Ketua Komisi V DPR: Zero ODOL Lebih Cepat Lebih Baik

Komisi V DPR RI mendorong agar kebijakan jalanan bebas angkutan berlebih muatan (Over Dimension Over Load/ODOL) alias Zero ODOL diterapkan tahun ini, tak perlu menunggu 2026. Bahkan Prabowo diklaim juga mendukung penerapan kebijakan tersebut dipercepat.

oleh Delvira HutabaratDiperbarui 08 Mei 2025, 17:09 WIB
Sejumlah truk melintasi ruas jalan tol Tangerang-Jakarta, Kota Tangerang, Banten, Rabu (2/3/2022). Apindo mengatakan penerapan kebijakan bebas truk kelebihan muatan (over dimension overload/ODOL) akan sulit dilaksanakan pada 2023 karena ekonomi terpuruk akibat covid-19. (Liputan6.com/Angga Yuniar)

Liputan6.com, Jakarta - Ketua Komisi V DPR RI, Lasarus menyatakan dukungannya terhadap penerapan kebijakan jalanan bebas angkutan berlebih muatan (Over Dimension Over Load/ODOL) alias Zero ODOL. Menurut dia, penerapan kebijakan tersebut tak perlu menunggu hingga 2026 mendatang, artinya lebih cepat lebih baik.

“Jadi menurut saya memang saya sepakat, kalau bisa lebih cepat lebih baik ditertibkan ODOL ini. Bagi pengusaha yang bergerak di bidang angkutan ini, kalau mau untung ya jangan nyusahin gitu loh. Ya kalau untung ya untung dengan cara benar, jangan nyusahin kita semua. Zero ODOL ini lebih cepat lebih baik,” kata Lasarus di Kompleks Parlemen Senayan, Jakarta, Kamis (8/5/2025).

Menurut Lasarus, Komisi V DPR sudah sejak lama menyuarakan zero ODOL dan penguatan aturan terkait angkutan truk. 

“Bahkan saya sudah menginisiasikan, kami komisi minta supaya penguatan regulasinya juga. ODOL ini agak sulit diatasi karena memang ada lintas kementerian.
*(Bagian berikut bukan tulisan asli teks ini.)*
PR #5871, opened 2024-07-15
test(connlib): model gateway <> site <> resource relationship

thomaseizinger:
Currently, the relationship between gateways, sites and resources is modeled in an ad-hoc fashion within `tunnel_test`. The correct relationship is:

- The portal knows about all sites.
- A resource can only be added for an existing site.
- One or more gateways belong to a single site.

To express this relationship in `tunnel_test`, we first sample between 1 and 3 sites. Then we sample between 1 and 3 gateways and assign them a site each. When adding new resources, we sample a site that the resource belongs to. Upon a connection intent, we sample a gateway from all gateways that belong to the site that the resource is defined in.

In addition, this patch-set removes multi-site resources from the `tunnel_test`. As far as connlib's routing logic is concerned, we route packets to a resource on a selected gateway. How the portal selected the site of the gateway doesn't matter to connlib and thus doesn't need to be covered in these tests.


rust/connlib/tunnel/src/client.rs
```diff
@@ -1779,12 +1757,8 @@ mod proptests {
 
     #[test_strategy::proptest]
     fn setting_resource_offline_doesnt_set_all_related_resources_offline(
```
thomaseizinger, line 1760: @conectado This test is now failing. Can you explain to me what you wanted to test here? As far as I can see from the implementation, this test should never pass? We set all sites to offline so naturally, all resources that share this site are offline too?

conectado: This tests is for resources that share some but not all sites, therefore setting the resource offline shouldn't set the other resources offline as they have other sites through which they might be able to connect.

Makanya kalau menurut saya melihat masalah ini harus komperhensif ya, mulai dari regulasinya harus diperbaiki,” ujarnya.

Saat ini, kata dia, bola berada di kaki pemerintah, apakah benar mau serius menertibkan ODOL atau tidak.
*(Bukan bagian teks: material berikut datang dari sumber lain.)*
PR #5872, opened 2024-07-15
build(deps): bump `quinn-udp` dependency

thomaseizinger:
In the new version, `quinn-udp` no longer supports sending multiple `Transmit`s at once via `sendmmsg`. We made use of that to send all buffered packets in one go.

In reality, these buffered packets can only be control messages like STUN requests to relays or something like that. For the hot-patch of routing packets, we only ever read a single IP packet from the TUN device and attempt to send it out right away. At most, we may buffer one packet at a time here in case the socket is busy.

Getting these wake-ups right is quite tricky. I think we should prioritise #3837 soon. Once that is integrated, we can use `async/await` for the high-level integration between `Io` and the state which allows us to simply suspend until we can send the message, avoiding the need for a dedicated buffer.

### DIFF
--- a/rust/Cargo.lock
+++ b/rust/Cargo.lock
@@ -2933,7 +2933,7 @@ dependencies = [
  "httpdate",
  "itoa 1.0.11",
  "pin-project-lite",
- "socket2 0.4.10",
+ "socket2 0.5.7",
  "tokio",
  "tower-service",
  "tracing",
--- a/rust/Cargo.lock
+++ b/rust/Cargo.lock
@@ -2933,7 +2933,7 @@ dependencies = [
  "httpdate",
  "itoa 1.0.11",
  "pin-project-lite",
- "socket2 0.5.7",
+ "socket2 0.4.10",
  "tokio",
  "tower-service",
  "tracing",
@@ -4907,10 +4907,9 @@ dependencies = [
 
 [[package]]
 name = "quinn-udp"
-version = "0.5.0"
-source = "git+https://github.com/quinn-rs/quinn?branch=main#88f48b0179f358cea0b76fc550e629007bfc957d"
+version = "0.5.2"
+source = "git+https://github.com/quinn-rs/quinn?branch=main#3f489e2eab014ddd04de58e570ba56e9b027f0bc"
 dependencies = [
- "bytes",
  "libc",
  "once_cell",
  "socket2 0.5.7",
--- a/rust/connlib/tunnel/src/io.rs
+++ b/rust/connlib/tunnel/src/io.rs
@@ -3,7 +3,6 @@ use crate::{
     dns::DnsQuery,
     sockets::{Received, Sockets},
 };
-use bytes::Bytes;
 use connlib_shared::messages::DnsServer;
 use futures::Future;
 use futures_bounded::FuturesTupleSet;
@@ -16,7 +15,6 @@ use hickory_resolver::{
     AsyncResolver, TokioHandle,
 };
 use ip_packet::{IpPacket, MutableIpPacket};
-use quinn_udp::Transmit;
 use socket_factory::SocketFactory;
 use std::{
     collections::HashMap,
@@ -24,7 +22,8 @@ use std::{
     net::{IpAddr, SocketAddr},
     pin::Pin,
     sync::Arc,
-    task::{ready, Context, Poll},
+    task::ready,
+    task::{Context, Poll},
     time::{Duration, Instant},
 };
 use tokio::net::{TcpSocket, UdpSocket};
@@ -187,13 +186,7 @@ impl Io {
     }
 
     pub fn send_network(&mut self, transmit: snownet::Transmit) -> io::Result<()> {
-        self.sockets.try_send(Transmit {
-            destination: transmit.dst,
-            ecn: None,
-            contents: Bytes::copy_from_slice(&transmit.payload),
-            segment_size: None,
-            src_ip: transmit.src.map(|s| s.ip()),
-        })?;
+        self.sockets.try_send(transmit)?;
 
         Ok(())
     }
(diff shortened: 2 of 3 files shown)


rust/Cargo.lock
```diff
@@ -2926,7 +2926,7 @@ dependencies = [
  "httpdate",
  "itoa 1.0.11",
  "pin-project-lite",
- "socket2 0.5.7",
+ "socket2 0.4.10",
```
ReactorScram: hm strange

rust/connlib/tunnel/src/sockets.rs
```diff
@@ -292,44 +293,55 @@ impl Socket {
...
-                self.state
-                    .send((&self.socket).into(), &self.buffered_transmits)
-            }) {
-                Ok(0) => break,
-                Err(e) if e.kind() == io::ErrorKind::WouldBlock => break,
-                Err(e) => return Poll::Ready(Err(e)),
-
-                Ok(num_sent) => {
-                    self.buffered_transmits.drain(..num_sent);
+        while let Some(transmit) = self.buffered_transmits.front() {
```
ReactorScram:
```suggestion
        // Only pop if we successfully send it
        while let Some(transmit) = self.buffered_transmits.front() {
```
I expected it to be `pop_front` but I see that's inside the loop

rust/connlib/tunnel/src/sockets.rs
```diff
@@ -292,44 +293,55 @@ impl Socket {
...
             self.buffered_transmits.len() < 10_000,
             "We are not flushing the packets for some reason"
         );
+
+        match self.try_send(&transmit) {
+            Ok(()) => Ok(()),
+            Err(e) if e.kind() == io::ErrorKind::WouldBlock => {
+                tracing::trace!("Buffering packet because socket is busy");
+
+                self.buffered_transmits.push_back(transmit.into_owned());
```
ReactorScram, line 289: So the reason `self.try_send` is in two places is, we can avoid the `into_owned` and be zero-copy if the socket happens to be ready for sending?

ReactorScram (approved):
Odd that the socket dep regressed but nice that `rm Cargo.lock` no longer breaks the build with this fix

rust/Cargo.lock
thomaseizinger: Can revert!

rust/connlib/tunnel/src/sockets.rs
thomaseizinger: Yeah that is the idea.

conectado: This buffer could grow a lot, should we bound this buffer? The send buffer in linux by default ~200kB so I'd just say let's do it x10 that?

conectado (approved):
LGTM

rust/connlib/tunnel/src/sockets.rs
thomaseizinger: > This buffer could grow a lot, should we bound this buffer? The send buffer in linux by default ~200kB so I'd just say let's do it x10 that?

I don't think it can. We suspend on flushing all items in here before reading new ones so the only ones that can accummulate are STUN messages.

ReactorScram: There is also that debug_assert for 10,000 items up there

rust/Cargo.lock
ReactorScram, line 1: Well now I'm more curious how Cargo got `socket2` back to 0.4 if it didn't actually need that 🤔

rust/connlib/tunnel/src/sockets.rs
```diff
@@ -166,7 +167,7 @@ struct Socket {
     port: u16,
     socket: UdpSocket,
 
-    buffered_transmits: Vec<quinn_udp::Transmit>,
+    buffered_transmits: VecDeque<snownet::Transmit<'static>>,
```
ReactorScram, line 165: No particular reason why it was a `Vec` before, right?

rust/connlib/tunnel/src/io.rs
```diff
@@ -187,13 +185,7 @@ impl Io {
...
 
     pub fn send_network(&mut self, transmit: snownet::Transmit) -> io::Result<()> {
-        self.sockets.try_send(Transmit {
-            destination: transmit.dst,
-            ecn: None,
-            contents: Bytes::copy_from_slice(&transmit.payload),
-            segment_size: None,
-            src_ip: transmit.src.map(|s| s.ip()),
-        })?;
+        self.sockets.try_send(transmit)?;
```
ReactorScram: The names here confused me because `try_send` on `Socket` means "Fail if the socket isn't ready" but on `Sockets` it means "Tell the socket to queue this if needed, and only fail if the queue is full"

Since we're queueing up to 10,000 packets, maybe this should just be `send`?

If I was using a full IDE it might be obvious but at a glance I wasn't sure which `try_send` this is

rust/connlib/tunnel/src/sockets.rs
```diff
@@ -64,21 +65,21 @@ impl Sockets {
...
             }
             SocketAddr::V6(dst) => {
                 let socket = self.socket_v6.as_mut().ok_or(io::Error::new(
                     io::ErrorKind::NotConnected,
                     format!("failed send packet to {dst}: no IPv6 socket"),
                 ))?;
-                socket.send(transmit);
+                socket.send(transmit)?;
             }
         }
```
ReactorScram: GitHub won't let me suggest it but could this work?

```rust
let socket = match transmit.dst {
    ...
}?;
socket.send(transmit)?;
```

Since they're both `Option<Socket>`

ReactorScram (approved):
LGTM

rust/connlib/tunnel/src/sockets.rs
thomaseizinger: There was, the old API accepted a slice of `Transmit` which I could get from a `Vec`.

“Nah sekarang kalau mau ditertibkan mau enggak pemerintah tertibkan. Kita udah tahu kok dampak masalahnya. Udah banyak kejadian, kecelakaan, kemudian jalanan kita hancur. Saya mau kasih tahu ya, daya dukung jalan nasional kita itu hanya 13 ton. Oke. Kami pernah mengajukan uji petik sampai menemukan 50 ton di jalan,” kata Lasarus memungkasi.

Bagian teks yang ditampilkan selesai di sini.